Death of the Easter Bunny
by Linda Berry
(Write Way Publishing, $20.95, NV)
ISBN 1-885173-44-7
****
First time novelist Linda Berry captures the essence of a rural southern town in her creation of Ogeechee, Georgia. You need only to have grown up in one to recognize the dynamics of a culture where competence is generally understated and curiosity about your friends and relatives is overwhelming.

Recently widowed Trudy Roundtree has returned to Ogeechee to start a new life. She is a cousin of Henry Huckabee, the Chief of Police, and her family successfully forces him to hire her. As the only female in the department, she is relegated to the most mundane of chores.

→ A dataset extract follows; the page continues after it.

PR #521, opened 2022-10-17
Apply hint mask transitively in json codecs

kubukoz:
Previously, only top-level hints would be modified with the hint mask, so even if the mask was empty you could affect serialization with something like `@jsonName` or `@discriminated`.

One spring night, Reed Ritter is found dead in his home after a fire. When the medical examiner's office in Atlanta informs the police that Reed was murdered prior to the fire, it becomes a police investigation. When the news breaks, the Chief and the rest of the department 'good ole boys' are on a DEA stakeout in the swamp.

So Trudy starts investigating on her own, knowing she will have to relinquish her role when they return. But fate strikes the 'boys' in the guise of a toxic reaction to a plant and they end up in the hospital.

Reed is the former husband of vicious Vivi Dawson, the daughter of the town's wealthiest man. Therefore Trudy starts her quest with the Dawsons and threads her way through their extended family in the search for motive and opportunity.

There is a gentleness in this well constructed mystery that is rarely found in police detective novels. Throughout this book, Berry utilizes imagery laced with humor to enrich the definition of the town's characters. Trudy works her way through the clues she uncovers to the logical resolution of the crime, and the reader is left with the feeling that the complicated has indeed been made simple.

For graduates of a small town childhood this is a trip down memory lane. For those of you who were not so privileged, it is also a comprehensive and accurate view of a slowly vanishing way of life.